More and more kinds of oil-producing bacteria have been confirmed, which can be used as precursors of FAs, and then further synthesize fatty acid derivatives by lipid exchange reaction, catalysis, and other reactions. Of course, many bacteria produce complex lipids, which is a big challenge to be directly used in fatty acid derivatives production, and a large number of these bacteria are heterotrophic bacteria that cannot directly convert CO₂ into bio-oils (Koreti et al. 2022). Among the autotrophic microorganisms that can fix CO₂, the CBB, the rTCA, the WL, and the 3-HP/malyl-CoA cycle are four common pathways of carbon sequestration (Manish et al. 2018). The CBB pathway is usually used to fix carbon by purple non-sulfur bacteria (Rhodobacter, Rhodopseudomonas) and Thiobacillus purpura (chromatin bacilli), as well as hydrogen bacteria (Rosella, hydrogen gene vibrio) and other chemical autotrophic bacteria (such as Thiobacillus). Green sulfur bacteria and hydrophilic bacteria usually use the rTCA pathway to fix carbon, while the WL pathway has proven to be found in many bacteria, such as Proteus, Clostridium thermophilus, and so on. The 3-HP/malyl-CoA cycle is mainly found in some green non-sulfur bacteria of the family Chloroflexaceae. Some bacteria (e.g., Bacillus SS105, Pseudomonas sp, and Serratia ISTD04) can convert fixed CO₂ into microbial oil by metabolism, and then obtain FAEE by lipid exchange reaction (Manish et al. 2018; Salehizadeh et al. 2020). Maheshwari et al. (2018) isolated the bacterial strain Bacillus sp. from free-air CO₂-concentrated soil and screened it for carbon dioxide sequestration and FAs production. The results showed that the Bacillus SS105 strain exhibited higher lipid production ability, with a total fatty acid content of 120 mg/L, saturated fatty acid content of 51%, unsaturated fatty acid content of 49%, and a high proportion of PA (37.80%) and OA (oleic acid, 37.88%). Kumar et al. (2017) obtained a strain of Serratiasp. ISTD04 is capable of transforming CO₂ into FAEE from the bacterial community of Paleoproterozoic metamorphic rocks. GC–MS analysis indicated that C13–C24 and C11–C19 were in the main range of hydrocarbons and FAMEs produced in bacteria, respectively. 59% are saturated organic compounds and 41% are unsaturated organic compounds.

In addition to microalgae and bacteria, many fungi have also been reported to have the ability to produce oil, such as oil-producing yeast, Aspergillus oryzae, and so on (Abeln and Chuck, 2021; Malik et al. 2022). Unfortunately, most of the reported fungi are heterotrophic microorganisms and usually do not have the ability to assimilate CO₂. Of course, the engineering yeast modified by biotechnology no longer has such a problem (Gassler et al. 2020; Xie 2017).
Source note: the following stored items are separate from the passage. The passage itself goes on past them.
PR #675, opened 2020-04-28
Convert less files to sass

dusanradovanovic:
Description:

This PR converts all `.less` styles to '.sass' styles. Two languages have very similar syntax (https://sass-lang.com/guide), however Sass is much more popular these days. It is also supported OOTB by the create-react-app which will ease the transition of "un-ejecting" from default CRA.

Linting:

- [ ] No linting errors

Tests:

- [x] Manual tests

Documentation:


package.json
```diff
@@ -5,6 +5,7 @@
   "license": "MIT",
   "dependencies": {
     "@babel/core": "^7.7.7",
+    "@babel/plugin-transform-react-jsx-development": "^7.9.0",
```
aChanEP, line 8: Do we need this?

shaunmaharaj: We're not using jsx anymore, so I don't see why we would.

shaunmaharaj:
@dusanradovanovic Documentation is queued up for deployment. Can push to prod once this is merged 👍

Thanks for the great work on this one!

package.json
dusanradovanovic: We do. I'm not sure why but after adding sass files and node-sass there is an error during compilation asking for this plugin. Luckily this will all go away once we go back to un-ejected CRA.

aChanEP: Sounds good I guess we'll just leave it in as an intermediary step.  Everything else looks good to me!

Direct production in microbial cell factory

The direct production of fatty acid derivatives by microorganisms is accomplished by introducing the production pathway or key enzyme genes of FAE, alcohols, fatty alcohols, and aliphatic hydrocarbons into the host (e.g., microalgae, and purple non-sulfur bacteria). Taking the production of FAEE as an example, the production of FAEE through microbial cell factories is mainly through the introduction of synthetic metabolic pathways employing biotechnology (e.g., synthetic biology, and metabolic engineering) to complete the production of endogenous ethanol and fatty acids in the cell factory. And then, FAEE is further synthesized in the presence of the enzyme (usually wax ester synthase/acyl coenzyme A, abbreviated as WS/DGAT). Table 2 shows the basic situation of some microorganisms using CO₂ to produce biofuels.

Synthesis of FAs by the microorganism

As in the previous section, some microalgae, bacteria, and fungi can synthesize bio-oils through their metabolic pathways. Most FAs produced in microbial cells are commonly used to synthesize phospholipids and TAGs, and of course, some are degraded through the beta-oxidation pathway. Therefore, it is necessary to obtain efficient production of FAs by biotechnology (e.g., genetic engineering, metabolic engineering, and enzyme engineering). Introducing or modifying the genes of major enzymes in the pathway of fatty acid synthesis is an effective means to achieving efficient production of FAs by engineering bacteria (Santos-Merino et al. 2018). The synthesis of FAs by microorganisms involves genes of a variety of enzymes, and among them, fadE encodes the β-oxidation pathway, tesA encodes thioesterase, fadD encodes acyl-CoA synthetase, accABCD is used for acetyl-CoA carboxylase, fabH, fabD, fabG, and fabF are genes of fatty acid synthetase, and aceEF is related to the coding of pyruvate dehydrogenase and pyruvate formate lyase, and the gpsA, plsB, ptA, and ackA are used to encode glycerol-3-phosphate dehydrogenase, glycerol-3-phosphate O-acyltransferase, phosphate transferase, and acetate kinase, respectively (Intasian et al. 2021; Gajewski et al. 2017; Zhuang et al. 2022b, 2022c). Acetyl-CoA is directly involved in the synthesis of FAs, and fatty acid synthase is the key enzyme in the synthesis of FAs. FAs synthase is a multifunctional enzyme with seven different catalytic domains and one acyl carrier protein domain with a molecular weight of about 2.7 million Dalton and can be assembled into a cage supramolecular structure. Figure 4 shows the construction of metabolic pathways for FAs production by engineering microorganisms.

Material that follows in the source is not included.